WHAT YOU HAVE TO DO: The lines you need are those holding the word "scopes"; pull them from the material.
***** RECORDS TO PROCESS
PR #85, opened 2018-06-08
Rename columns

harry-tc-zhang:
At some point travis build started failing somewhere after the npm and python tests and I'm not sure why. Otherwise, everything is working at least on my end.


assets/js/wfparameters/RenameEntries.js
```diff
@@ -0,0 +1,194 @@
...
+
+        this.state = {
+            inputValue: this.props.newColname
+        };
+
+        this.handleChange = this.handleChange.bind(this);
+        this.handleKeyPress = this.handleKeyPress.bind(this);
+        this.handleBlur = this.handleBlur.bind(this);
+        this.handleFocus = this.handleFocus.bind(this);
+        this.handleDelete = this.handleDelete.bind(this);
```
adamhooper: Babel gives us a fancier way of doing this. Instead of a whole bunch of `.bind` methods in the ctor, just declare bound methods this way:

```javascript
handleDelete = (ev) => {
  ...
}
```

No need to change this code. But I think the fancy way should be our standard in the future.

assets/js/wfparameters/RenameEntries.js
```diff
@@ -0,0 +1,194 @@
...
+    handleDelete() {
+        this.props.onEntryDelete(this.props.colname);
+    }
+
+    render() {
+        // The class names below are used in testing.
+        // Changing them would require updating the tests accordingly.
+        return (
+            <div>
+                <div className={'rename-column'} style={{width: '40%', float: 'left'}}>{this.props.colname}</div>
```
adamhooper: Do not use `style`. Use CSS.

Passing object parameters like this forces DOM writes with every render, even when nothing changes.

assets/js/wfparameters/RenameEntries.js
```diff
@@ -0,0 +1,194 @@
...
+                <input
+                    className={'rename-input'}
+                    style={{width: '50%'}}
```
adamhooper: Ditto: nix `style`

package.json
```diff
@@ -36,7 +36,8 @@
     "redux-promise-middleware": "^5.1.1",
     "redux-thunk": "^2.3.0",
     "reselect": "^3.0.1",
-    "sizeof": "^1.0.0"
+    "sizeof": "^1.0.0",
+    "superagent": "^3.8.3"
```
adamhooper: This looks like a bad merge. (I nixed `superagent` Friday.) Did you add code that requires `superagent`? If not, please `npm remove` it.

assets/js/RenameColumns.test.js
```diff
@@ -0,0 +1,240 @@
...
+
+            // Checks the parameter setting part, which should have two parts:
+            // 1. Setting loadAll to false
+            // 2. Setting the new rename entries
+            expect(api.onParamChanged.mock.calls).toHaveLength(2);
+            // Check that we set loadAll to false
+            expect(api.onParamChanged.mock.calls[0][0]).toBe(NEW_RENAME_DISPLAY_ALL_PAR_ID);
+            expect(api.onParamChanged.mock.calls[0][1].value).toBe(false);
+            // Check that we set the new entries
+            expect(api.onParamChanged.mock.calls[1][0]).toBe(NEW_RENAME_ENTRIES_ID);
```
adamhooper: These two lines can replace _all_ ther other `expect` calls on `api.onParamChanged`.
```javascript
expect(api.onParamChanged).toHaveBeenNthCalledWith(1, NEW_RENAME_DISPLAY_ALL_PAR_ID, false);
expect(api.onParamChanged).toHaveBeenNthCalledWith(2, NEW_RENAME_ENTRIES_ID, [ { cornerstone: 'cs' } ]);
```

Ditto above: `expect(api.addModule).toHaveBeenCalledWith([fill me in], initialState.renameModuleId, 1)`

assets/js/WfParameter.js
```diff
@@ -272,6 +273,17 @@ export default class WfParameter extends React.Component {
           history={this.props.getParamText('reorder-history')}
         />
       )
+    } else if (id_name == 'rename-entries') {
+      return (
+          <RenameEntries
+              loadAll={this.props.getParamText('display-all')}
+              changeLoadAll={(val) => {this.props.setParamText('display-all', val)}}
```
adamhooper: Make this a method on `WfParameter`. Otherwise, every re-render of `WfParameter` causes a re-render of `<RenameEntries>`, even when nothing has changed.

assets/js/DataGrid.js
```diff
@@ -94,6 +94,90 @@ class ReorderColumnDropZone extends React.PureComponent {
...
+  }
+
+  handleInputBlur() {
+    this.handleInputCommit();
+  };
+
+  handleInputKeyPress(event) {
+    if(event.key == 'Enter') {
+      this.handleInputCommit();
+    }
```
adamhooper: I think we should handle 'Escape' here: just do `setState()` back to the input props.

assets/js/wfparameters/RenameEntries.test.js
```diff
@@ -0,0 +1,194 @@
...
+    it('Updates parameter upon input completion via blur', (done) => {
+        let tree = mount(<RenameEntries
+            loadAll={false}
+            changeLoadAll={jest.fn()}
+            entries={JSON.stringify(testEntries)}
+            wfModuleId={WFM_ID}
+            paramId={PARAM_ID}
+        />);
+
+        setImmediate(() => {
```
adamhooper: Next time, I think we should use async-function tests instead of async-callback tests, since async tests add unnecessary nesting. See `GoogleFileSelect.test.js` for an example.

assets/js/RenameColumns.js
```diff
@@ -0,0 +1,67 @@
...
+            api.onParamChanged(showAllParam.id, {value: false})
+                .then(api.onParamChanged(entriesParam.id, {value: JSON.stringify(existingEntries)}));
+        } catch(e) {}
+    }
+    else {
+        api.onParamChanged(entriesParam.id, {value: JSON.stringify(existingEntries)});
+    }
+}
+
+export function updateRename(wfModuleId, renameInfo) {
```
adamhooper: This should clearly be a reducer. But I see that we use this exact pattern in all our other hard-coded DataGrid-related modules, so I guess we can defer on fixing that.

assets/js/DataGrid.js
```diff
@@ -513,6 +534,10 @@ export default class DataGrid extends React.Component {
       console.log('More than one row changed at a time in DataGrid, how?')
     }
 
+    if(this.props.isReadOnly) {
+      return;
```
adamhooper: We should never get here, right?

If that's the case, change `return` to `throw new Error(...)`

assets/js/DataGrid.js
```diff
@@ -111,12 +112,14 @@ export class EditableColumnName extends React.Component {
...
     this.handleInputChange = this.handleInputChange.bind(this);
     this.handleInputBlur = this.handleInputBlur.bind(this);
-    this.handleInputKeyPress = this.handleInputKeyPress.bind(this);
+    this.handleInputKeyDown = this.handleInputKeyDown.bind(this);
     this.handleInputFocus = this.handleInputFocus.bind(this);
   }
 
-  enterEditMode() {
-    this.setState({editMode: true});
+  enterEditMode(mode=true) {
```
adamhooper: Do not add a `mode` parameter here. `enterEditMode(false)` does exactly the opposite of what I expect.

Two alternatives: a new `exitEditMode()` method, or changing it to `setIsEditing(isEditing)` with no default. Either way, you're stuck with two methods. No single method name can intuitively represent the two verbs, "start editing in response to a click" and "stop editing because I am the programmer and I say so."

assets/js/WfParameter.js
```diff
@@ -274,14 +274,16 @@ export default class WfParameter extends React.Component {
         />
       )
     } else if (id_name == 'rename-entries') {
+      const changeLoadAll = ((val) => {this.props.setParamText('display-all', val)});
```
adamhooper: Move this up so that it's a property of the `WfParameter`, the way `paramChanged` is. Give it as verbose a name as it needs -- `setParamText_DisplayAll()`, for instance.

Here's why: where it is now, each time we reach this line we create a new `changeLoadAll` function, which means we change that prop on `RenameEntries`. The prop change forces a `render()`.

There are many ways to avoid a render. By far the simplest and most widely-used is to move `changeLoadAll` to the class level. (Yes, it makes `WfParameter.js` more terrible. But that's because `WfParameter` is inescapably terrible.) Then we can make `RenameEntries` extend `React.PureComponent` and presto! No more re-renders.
**********
***** RECORDS TO PROCESS
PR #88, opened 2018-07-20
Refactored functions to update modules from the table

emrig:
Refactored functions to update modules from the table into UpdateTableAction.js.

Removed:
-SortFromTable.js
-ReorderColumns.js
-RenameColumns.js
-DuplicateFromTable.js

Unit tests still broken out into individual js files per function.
**********
***** RECORDS TO PROCESS
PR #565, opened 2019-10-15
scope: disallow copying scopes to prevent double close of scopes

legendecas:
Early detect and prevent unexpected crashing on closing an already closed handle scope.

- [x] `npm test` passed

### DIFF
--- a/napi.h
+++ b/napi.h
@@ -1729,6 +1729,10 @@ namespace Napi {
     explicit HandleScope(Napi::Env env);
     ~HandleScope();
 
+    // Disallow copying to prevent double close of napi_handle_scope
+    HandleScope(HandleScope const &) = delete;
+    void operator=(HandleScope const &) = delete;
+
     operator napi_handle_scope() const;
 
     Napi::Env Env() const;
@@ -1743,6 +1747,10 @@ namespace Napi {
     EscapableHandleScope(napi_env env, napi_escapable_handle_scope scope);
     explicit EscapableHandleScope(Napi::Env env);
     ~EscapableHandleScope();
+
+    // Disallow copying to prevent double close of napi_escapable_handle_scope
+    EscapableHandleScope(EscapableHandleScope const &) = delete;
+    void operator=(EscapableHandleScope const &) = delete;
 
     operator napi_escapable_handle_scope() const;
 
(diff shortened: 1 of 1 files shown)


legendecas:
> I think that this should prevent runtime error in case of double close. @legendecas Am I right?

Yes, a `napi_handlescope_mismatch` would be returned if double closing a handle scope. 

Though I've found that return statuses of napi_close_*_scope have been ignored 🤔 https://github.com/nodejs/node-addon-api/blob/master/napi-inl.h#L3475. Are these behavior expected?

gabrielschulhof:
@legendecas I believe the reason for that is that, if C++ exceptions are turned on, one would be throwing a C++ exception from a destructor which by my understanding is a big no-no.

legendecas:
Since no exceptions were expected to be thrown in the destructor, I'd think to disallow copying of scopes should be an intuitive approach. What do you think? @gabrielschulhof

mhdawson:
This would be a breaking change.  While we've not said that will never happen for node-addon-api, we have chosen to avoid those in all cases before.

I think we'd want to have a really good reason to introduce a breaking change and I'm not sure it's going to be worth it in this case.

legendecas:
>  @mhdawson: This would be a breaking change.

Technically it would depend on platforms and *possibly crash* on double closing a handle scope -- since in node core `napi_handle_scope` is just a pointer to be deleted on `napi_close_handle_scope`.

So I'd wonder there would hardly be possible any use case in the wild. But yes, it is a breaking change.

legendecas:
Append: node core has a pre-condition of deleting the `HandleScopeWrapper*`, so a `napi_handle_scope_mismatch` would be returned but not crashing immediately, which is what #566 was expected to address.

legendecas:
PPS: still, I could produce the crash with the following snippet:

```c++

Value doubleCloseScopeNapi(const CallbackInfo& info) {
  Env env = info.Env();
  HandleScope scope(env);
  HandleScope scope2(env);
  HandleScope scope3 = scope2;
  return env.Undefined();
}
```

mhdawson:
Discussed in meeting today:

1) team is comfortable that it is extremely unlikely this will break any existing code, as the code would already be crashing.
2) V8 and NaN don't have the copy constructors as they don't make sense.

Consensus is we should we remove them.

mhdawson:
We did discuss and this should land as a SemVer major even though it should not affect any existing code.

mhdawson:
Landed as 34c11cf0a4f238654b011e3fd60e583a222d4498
**********
TASK SOLUTION:
scope: disallow copying scopes to prevent double close of scopes
Since no exceptions were expected to be thrown in the destructor, I'd think to disallow copying of scopes should be an intuitive approach. What do you think? @gabrielschulhof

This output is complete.